I have a dataframe of the following format.
df
A B Target
5 4 3
1 3 4
I am finding the correlation of each column (except Target) with the Target column using pd.DataFrame(df.corr().iloc[:-1,-1])
.
But the issue is - size of my actual dataframe is (216, 72391)
which atleast takes 30 minutes to process on my system. Is there any way of parallerize it using a gpu ? I need to find the values of similar kind multiple times so can't wait for the normal processing time of 30 minutes each time.
Here, I have tried to implement your operation using numba
import numpy as np
import pandas as pd
from numba import jit, int64, float64
#
#------------You can ignore the code starting from here---------
#
# Create a random DF with cols_size = 72391 and row_size =300
df_dict = {}
for i in range(0, 72391):
df_dict[i] = np.random.randint(100, size=300)

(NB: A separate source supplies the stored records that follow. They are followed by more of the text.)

PR #665, opened 2020-11-09
[WIP] Deprecation strategy update

andreapiras:
## 🖼 Context

We need to introduce a simpler deprecation strategy that allows us to move faster and create the smallest amount of tech debt as possible. Our aim is to deprecate a prop and still leave a window of time to allow consumer to upgrade the library version to adhere to the new API.

## 🚀 Changes

 
- Update RFC
- Introduced the idea of args defaultValue assignments
- Introduced the `deprecated` function

## ✅ Checklist

### DIFF
--- a/rfc/0003-deprecation-strategy-and-higher-order-component.md
+++ b/rfc/0003-deprecation-strategy-and-higher-order-component.md
@@ -52,7 +52,7 @@ const Button = ({ label }) => <button>{label}</button>
 - add the new prop `children` and default its value to old one `label`.
 
 ```js
-const Button = ({ children = label, label  }) => <button>{children}</button>
+const Button = ({ label, children = label }) => <button>{children}</button>
 
 ```
 This solution is back-compatible and if `children` is not provided it will default to `label`.
@@ -61,7 +61,7 @@ To achieve #2, we will:
  - add a customProp deprecate function that will throw a warn message for the deprecated prop, including the `expire date`
 
 ```js
-const Button = ({ children = label, label  }) => <button>{children}</button>
+const Button = ({ label, children = label }) => <button>{children}</button>
 
 Button.propTypes = {
   // eslint-disable-next-line react/require-default-props
--- a/rfc/0003-deprecation-strategy-and-higher-order-component.md
+++ b/rfc/0003-deprecation-strategy-and-higher-order-component.md
@@ -1,15 +1,11 @@
 - Start Date: 2019-11-15
-- Status: Agreed
+- Status: Progress
 
 # Summary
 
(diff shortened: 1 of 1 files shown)


rfc/0003-deprecation-strategy-and-higher-order-component.md
```diff
@@ -19,201 +15,92 @@ While there are many facets to this, we have agreed that breaking changes should
...
-
-1. Deciding which version of a component to serve
-2. Warning the consumer of API changes, when using the old API.
-
-This could be controlled by a `deprecationConfiguration` capable of generating useful warnings for the consumer.
+As part of the deprecation process we are proposing a light approach that introduces breaking changes progressively. The deprecation's steps will be:
+ 
+- Default the new prop value to old prop (valid only for prop renaming)
+- Introduction of a deprecation message with final deprecation date.
+- Remove the deprecated prop/s.
```
dozortsev, line 22: why is this only about new/old props? what if there is no new prop? what if it's about some CSS breaking changes? or component behaviour breaking changes? (e.g https://github.com/transferwise/neptune-web/pull/653 started invoking prop in new cases passing there new value in some cases (`null`))

so basically how about other use cases of introducing breaking changes?

rfc/0003-deprecation-strategy-and-higher-order-component.md
```diff
@@ -19,201 +15,92 @@ While there are many facets to this, we have agreed that breaking changes should
...
 
 ```js
-function decider(props) {
-  if (props.label) {
-    console.warn("Button's `label` prop is deprecated, please use `children` instead");
-  }
-
-  return true;
-}
+const Button = ({ children = label, label  }) => <button>{children}</button>
```
dozortsev, line 55: I guess `label` prop should be defined before `children` otherwise this won't work, right?

rfc/0003-deprecation-strategy-and-higher-order-component.md
dozortsev: IMHO I would better invest nice changelog (nice example from [Reakit](https://github.com/reakit/reakit/blob/master/CHANGELOG.md#breaking-changes)) and in education of our consumers to look into it and be mindful when upgrading to latest major version

andreapiras: If there's no new prop the mechanism will be the same except for the fact that there won't be a default assignment parameter value. The whole idea here is to give people enough time to update their codes without have to immediately follow up. Css breaking changes were not in scope in the original RFC neither but we can think about a strategy to cover them. A nice changelog would be nice but I think it could be an enhancement to the suggested strategy rather than a replacement

PR #666, opened 2020-11-10
fix: make moneyInput button width consistent

mikknarusk:
## 🖼 Context
https://transferwise.atlassian.net/browse/SEND-1671

Example in product:
54e4e7df-18dd-4eec-97de-016635e32db2

Extreme example in dev:
Screenshot 2020-11-10 at 10 42 12
After (desktop):
Screenshot 2020-11-10 at 10 49 02
After (mobile):
Screenshot 2020-11-10 at 10 49 06

## 🚀 Changes
Adds a consistent `min-width` to the `MoneyInput` based on some tests.
 

## 🤔 Considerations
This is obviously not future proof, I'd love to hear some other ideas.

## ✅ Checklist


packages/components/src/moneyInput/MoneyInput.story.js
```diff
@@ -9,7 +9,7 @@ export default {
 };
 
 export const basic = () => {
-  const size = select('size', Object.values(MoneyInput.Size), MoneyInput.Size.MEDIUM);
+  const size = select('size', Object.values(MoneyInput.Size), MoneyInput.Size.LARGE);
```
mikknarusk, line 12: Changed the default size here as that's what we use in the product, I haven't seen any other sizes in use anywhere.

packages/components/src/moneyInput/MoneyInput.less
```diff
@@ -32,6 +32,15 @@
 .tw-money-input .amount-currency-select-btn > .tw-select > .btn {
   display: flex;
   align-items: center;
+  justify-content: space-between;
+
```
oliverviljamaa, line 36:
```suggestion
  justify-content: space-between;
```

mikknarusk:
If I use `rem` instead, it works out of the box for all sizes, but it will looks increasingly bad in smaller sizes. But compared to the starting point I'd say it's fine:

LG:
Screenshot 2020-11-10 at 11 08 33

MD:
Screenshot 2020-11-10 at 11 08 36

SM:
Screenshot 2020-11-10 at 11 08 43

SM without my changes for reference:
Screenshot 2020-11-10 at 11 08 54

oliverviljamaa (approved):

packages/components/src/moneyInput/MoneyInput.story.js
danlaush: It's the storybook entry so happy for this to change, but if you're curious I'm using Medium ([code](https://github.com/transferwise/lienzo-frontend/blob/master/components/PaypalCalculator/PaypalCalculator.js#L187), [url](https://transferwise.com/gb/paypal-fee-calculator/)). Also now realise I should be using an enum for the size 😅

fergusjordantw (approved):

packages/components/src/moneyInput/MoneyInput.story.js
mikknarusk: Cool, happy to undo

danlaush:
@mikknarusk did you consider the `ch` unit? https://meyerweb.com/eric/thoughts/2018/06/28/what-is-the-css-ch-unit/

mikknarusk:
> @mikknarusk did you consider the `ch` unit? https://meyerweb.com/eric/thoughts/2018/06/28/what-is-the-css-ch-unit/
> I would guess that setting it to `3ch` wide would make it always big enough to fit `000` for the given font, so it should always have enough space for any 3-letter currency.

I didn't, interesting read. 
Looking at my change, I need to target the entire button, not just the three letters. Not because I want to, but because there isn't anything to target for just the text. The fact that the text itself is not a separate element + the fact that the span doesn't have a class + the fact that there's a second span makes it a bit inconvenient and flaky to target

packages/components/src/moneyInput/MoneyInput.less
```diff
@@ -32,6 +32,13 @@
 .tw-money-input .amount-currency-select-btn > .tw-select > .btn {
   display: flex;
   align-items: center;
+
+  span:not(.tw-icon) {
+    min-width: 2.6em;
+    @media (--screen-sm) {
+      min-width: calc(~"2.6em +" + (var(--size-8) * 4));
```
helendurranttw, line 39: Unfortunately this won't work in IE11 - the custom props polyfill has trouble working with custom props inside calc statements. You'll need to remove the custom prop and swap it out for a normal value :)

danlaush (approved):

packages/components/src/moneyInput/MoneyInput.less
mikknarusk: it seems to work fine locally, is it different in the prod build? 
Screenshot 2020-11-10 at 12 17 56

andreapiras: Why not using `--size-32` if it works anyway?

mikknarusk: @andreapiras I don't know, I like to keep things complicated 😂

helendurranttw: Oh! I'm happily mistaken. Though the build seems to be failing - did you notice? Maybe it's a different issue.

packages/components/src/moneyInput/MoneyInput.less
```diff
@@ -32,6 +32,13 @@
 .tw-money-input .amount-currency-select-btn > .tw-select > .btn {
   display: flex;
   align-items: center;
+
+  span:not(.tw-icon) {
+    min-width: 2.6em; // fits a 3 letter string, ZMW being the longest one
+    @media (--screen-sm) {
+      min-width: calc(~"2.6em" + var(--size-32));
```
andreapiras, line 39: 😌

packages/components/src/moneyInput/MoneyInput.less
mikknarusk: @helendurranttw it was this one https://github.com/transferwise/neptune-web/pull/666/commits/7e30eb9367fb8999250fce2004d8e9c13d447fbb

helendurranttw: Ah cool, thanks for that. And thanks for the contribution! 😁

helendurranttw (approved):

PR #13849, opened 2022-11-04
Fix #13846.

### LINKED ISSUE #13846: Skip setting passphrase when sharing file is not intuitive
The [documentation](https://docs.cyberduck.io/cyberduck/share/) states

> Choose Cancel to create a public with no password protection

We should have a checkbox or additional button _Skip_ to create a share with no passphrase.

dkocher:
image
Screenshot 2022-11-14 at 13 57 43

### DIFF
--- a/windows/src/main/csharp/ch/cyberduck/ui/winforms/PasswordForm.cs
+++ b/windows/src/main/csharp/ch/cyberduck/ui/winforms/PasswordForm.cs
@@ -37,12 +37,17 @@ namespace Ch.Cyberduck.Ui.Winforms
                 Anchor = (((AnchorStyles.Left | AnchorStyles.Right))),
                 Text = "Save Password"
             };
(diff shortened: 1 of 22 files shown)


windows/src/main/csharp/ch/cyberduck/ui/winforms/PasswordForm.cs
```diff
@@ -37,14 +37,19 @@ public PasswordForm()
                 Anchor = (((AnchorStyles.Left | AnchorStyles.Right))),
                 Text = "Save Password"
             };
-            tableLayoutPanel.RowCount++;
```
AliveDevil, line 40: Wasn't required in my testing. Inserting into RowStyles is just fine.

AliveDevil (approved):

dkocher:
Updated documentation in iterate-ch/docs#291

PR #13860, opened 2022-11-08
Mark for implicit directory modification date change.

dkocher:


ftp/src/main/java/ch/cyberduck/core/ftp/FTPProtocol.java
```diff
@@ -36,6 +36,11 @@ public String getPrefix() {
         return String.format("%s.%s", FTPProtocol.class.getPackage().getName(), StringUtils.upperCase(this.getType().name()));
     }
 
+    @Override
+    public DirectoryTimestamp getDirectoryTimestamp() {
+        return DirectoryTimestamp.implicit;
```
AliveDevil, line 41: is it though?
I could see Microsoft FTP not adhering to this, or at least Microsoft FTP on NTFS drives, where modification dates are not propagated up the tree for directories.

dkocher: Yes, this also applies to UNIX. Modification dates are only updated for the parent folder and this assumption is not correct.

dkocher: Currently only Nextcloud/ownCloud have ETag and timestamps [propagate to the root](https://github.com/owncloud/client/wiki/Etags-and-file-ids#etag-change). Other WebDAV implementations *may* also support this.

AliveDevil: SFTP on Windows won't be implicit as well.

AliveDevil: So Windows would be direct parent folder only, not propagating up.

dkocher: Clarified in afff5eba that the definition only applies to direct parent folder.

ylangisc (approved):

PR #13870, opened 2022-11-14
Fix #13869.

### LINKED ISSUE #13869: Failure loading profile with duplicate custom property
From iterate-ch/profiles#18.

dkocher:


s3/src/test/resources/Wasabi (us-central-1).cyberduckprofile
```diff
@@ -46,6 +46,7 @@
         <key>Properties</key>
         <array>
             <string>s3.storage.class.options=STANDARD</string>
+            <string>s3.storage.class.options=STANDARD</string>
```
AliveDevil, line 49: Delete.

AliveDevil (changes requested):

s3/src/test/resources/Wasabi (us-central-1).cyberduckprofile
dkocher: Added to make sure test case fails without fix.

AliveDevil (approved):

PR #13917, opened 2022-11-30
Disable support because of missing support for custom attributes in P…

dkocher:
…ROPATCH.


ylangisc:
It's CTERA-65 not CTERA-61.

Issue #13723, opened 2022-09-13
Failure uploading file with diacritic in filename


jerry-ne:
**Describe the bug**
File with some czech letters is not uploaded.

**To Reproduce**
1. Open SFTP connection with UTF-8 encoding from Win10 (NTFS) to Ubuntu 20.04 LTS
2. Try to upload c:\temp\objížďka.mp4
3. I got Transfet incomplete and error msg: File is not found c:\temp\objížďka.mp4 Please contatct your file hosting suuport. /someting like that, because I have czech lang/
4. Click on dialog: More details:
1 OPENDIR
2 READDIR
3 READDIR
4 CLOSE
5 OPENDIR
6 READDIR
7 READDIR
8 CLOSE

**Expected behavior**
File starting upload.

**Log Files**
[cyberduck.log](https://github.com/iterate-ch/cyberduck/files/9560317/cyberduck.log)

dkocher:
```
2022-09-13 21:40:29,581 [Thread-0] DEBUG ch.cyberduck.core.unicode.AbstractUnicodeNormalizer - Normalized string C:\temp\objížďka.mp4 to C:\temp\objížďka.mp4
2022-09-13 21:40:35,656 [sFqARAhL-transfer-1] DEBUG ch.cyberduck.core.threading.DefaultFailureDiagnostics - Determine cause for failure BackgroundException{class=class ch.cyberduck.core.exception.LocalNotfoundException, file=null, message='Soubor nenalezen', detail='C:\temp\objížďka.mp4', cause='null'}
```

dkocher:
Should possibly set `local.normalize.unicode` [^1] to `false` on Windows.

[^1]: https://github.com/iterate-ch/cyberduck/blob/master/core/src/main/java/ch/cyberduck/core/Local.java#L96

PR #13951, opened 2022-12-06
Fix SystemLocal sanitization

### LINKED ISSUE #13933: Crash on Windows 11 Pro with IdentityAgent in ssh config
**Describe the bug**
Since version 8.3.0 in April, Cyberduck crashes on launch with my ssh config file. I originally thought my problem was #13672, but after realizing the fix for that was supposed to have been released already, I actually checked my crash reports and narrowed this down today. As of 8.4.5.38423 and 8.5.1.38745, the problem goes away if I comment out my IdentityAgent line. Fortunately, I don't think I actually need it - I don't use the SSH agent, so the following ProxyCommand line, which doesn't cause me any problems, is the important one.

**To Reproduce**
1. Have an ssh config with a line that starts with `IdentityAgent //` 
2. Try to launch Cyberduck

If the next character of the IdentityAgent is a period, the program crashes. If it is anything else, it seems to hang indefinitely with a process running but the UI never appears.

The reason I had the configuration in question was because Krypton Authenticator adds the following (path redacted):

```
# Added by Krypton
Host *
	IdentityAgent \\.\pipe\krd-agent
	ProxyCommand path\to\krssh.exe %h %p
```

but I had a _different_ tool - unfortunately I've forgotten what it was; it may have been a Visual Studio Code plugin - which worked if I changed the backslashes in the IdentityAgent line to forward slashes but not with the configuration as above.

Since I have a workaround, I've submitted this mostly in case it's a simple parsing issue that (A) is easy to fix and (2) might trip people up in a less obscure case. I may even come back later and try to whip up a pull request. My assumption is that the problem is in handling that kind of string in `LocalFactory.get()`, but I ran out of time to investigate this today before I figured out where LocalFactory lives in the codebase.

**Expected behavior**
Cyberduck working; if necessary, a convenient and documented way to tell Cyberduck not to try to parse my ssh config or to point it at a different one (which might already exist and I failed to find it...).

 - OS: Windows 11 Pro and Windows 11 Pro Insider Preview
 - Version: all attempts from at least 10.0.22593 through 10.0.25247

**Log Files**
[638055899217769141.txt](https://github.com/iterate-ch/cyberduck/files/10143983/638055899217769141.txt)

AliveDevil:


core/src/main/csharp/ch/cyberduck/core/local/SystemLocal.cs
```diff
@@ -83,62 +82,119 @@ public override bool isSymbolicLink()
...
+                    char c = (char)reader.Read();
+                    if (c == Path.AltDirectorySeparatorChar || c == Path.DirectorySeparatorChar)
+                    {
+                        writer.Write(segmentBuilder.ToString().Trim());
+                        writer.Write(Path.DirectorySeparatorChar);
+                        segmentBuilder.Clear();
+                    }
+                    else if (Array.IndexOf(invalid, c) != -1)
+                    {
+                        segmentBuilder.Append('_');
```
AliveDevil, line 186: @ylangisc Still UrlEncode invalid characters? Asof Windows 10 1803 '%'[^ms-docs] is a valid filename character. Thus rendering this invalid on any system which is not Windows 10 1803 (or newer, which is true for this[^commit] as well)
[^ms-docs]: https://learn.microsoft.com/troubleshoot/windows-client/networking/url-encoding-unc-paths-not-url-decoded
[^commit]: b169fcfbbbf2c3a9a2a9ca239dbe34d6db09347c

dkocher:
Does this relate to #13723 as well?

AliveDevil:
Fixes WSL drag/drop.
Next: UNC

AliveDevil:
For Dragging onto UNC we'd need to implement IStorage[^IStorage], providing an enumeration of all Elements to be transferred.
[^IStorage]: https://learn.microsoft.com/en-us/windows/win32/api/objidl/nn-objidl-istorage

This must hook between Transfer#prepare (listing all files) and actually downloading files. Could we potentially just ignore the Transfer-window and directly drop into Background-processing for this scenario?

dkocher:
> This must hook between Transfer#prepare (listing all files) and actually downloading files. Could we potentially just ignore the Transfer-window and directly drop into Background-processing for this scenario?

Could possibly be implemented as a `Bulk` [^1] feature.


[^1]: https://github.com/iterate-ch/cyberduck/blob/master/core/src/main/java/ch/cyberduck/core/features/Bulk.java

AliveDevil:
Fix for #5330 is scheduled for later fix.

core/src/main/java/ch/cyberduck/core/transfer/download/AbstractDownloadFilter.java
```diff
@@ -198,9 +196,9 @@ public TransferStatus prepare(final Path file, final Local local, final Transfer
                     // Free space on disk
                     long space = 0L;
                     try {
-                        space = Files.getFileStore(Paths.get(local.getParent().getAbsolute())).getUsableSpace();
+                        space = Paths.get(local.getParent().getAbsolute()).toFile().getUsableSpace();
```
dkocher, line 199: Why is this change required?

dkocher (changes requested):

core/src/main/java/ch/cyberduck/core/transfer/download/AbstractDownloadFilter.java
AliveDevil:
```
Files.getFileStore("\\…") == null
```
With `Paths.get().toFile()` we get access to the FileStore of that file, thus can see usablespace for remotes.

core/src/test/csharp/ch/cyberduck/core/local/SystemLocalTest.cs
```diff
@@ -0,0 +1,43 @@
...
+        }
+
+        [Test]
+        public void TestWslPath()
+        {
+            CoreLocal local = new SystemLocal(WSL_PATH);
+            Assert.AreEqual(WSL_PATH, local.getAbsolute());
+        }
+    }
+}
```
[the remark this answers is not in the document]
AliveDevil: Clarify `Path with disk label`.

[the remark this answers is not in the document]
dkocher: `C:\absolute\path\to\file`

core/src/main/java/ch/cyberduck/core/transfer/download/AbstractDownloadFilter.java
dkocher: Do not understand your comment. It is about determining free disk space on the target volume.

AliveDevil: Yes, correct. If downloading to a network drive/unc path in the future `Files.getFileStore` will result in `null` being returned.

That is: This will fail to determine disk space and disable segmented downloads to `\\wsl$`, `\\wsl.localhost`, `\\?\C:\Long\Path`.

dkocher (approved):

dkocher (approved):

target_array = np.random.randint(100, size=300)
df = pd.DataFrame(df_dict)
# ----------Ignore code till here. This is just to generate dummy data-------
# Assume df is your original DataFrame
target_array = df['target'].values
# You can choose to restore this column later
# But for now we will remove it, since we will
# call the df.values and find correlation of each
# column with target
df.drop(['target'], inplace=True, axis=1)
# This function takes in a numpy 2D array and a target array as input
# The numpy 2D array has the data of all the columns
# We find correlation of each column with target array
# numba's Jit required that both should have same columns
# Hence the first 2d array is transposed, i.e. it's shape is (72391,300)
# while target array's shape is (300,)
def do_stuff(df_values, target_arr):
# Just create a random array to store result
# df_values.shape[0] = 72391, equal to no. of columns in df
result = np.random.random(df_values.shape[0])
# Iterator over each column
for i in range(0, df_values.shape[0]):
# Find correlation of a column with target column
# In order to find correlation we must transpose array to make them compatible
result[i] = np.corrcoef(np.transpose(df_values[i]), target_arr.reshape(300,))[0][1]
return result
# Decorate the function do_stuff
do_stuff_numba = jit(nopython=True, parallel=True)(do_stuff)
# This contains all the correlation
result_array = do_stuff_numba(np.transpose(df.T.values), target_array)
Link to colab notebook.
You should take a look at dask. It should be able to do what you want and a lot more.
It parallelizes most of the DataFrame functions.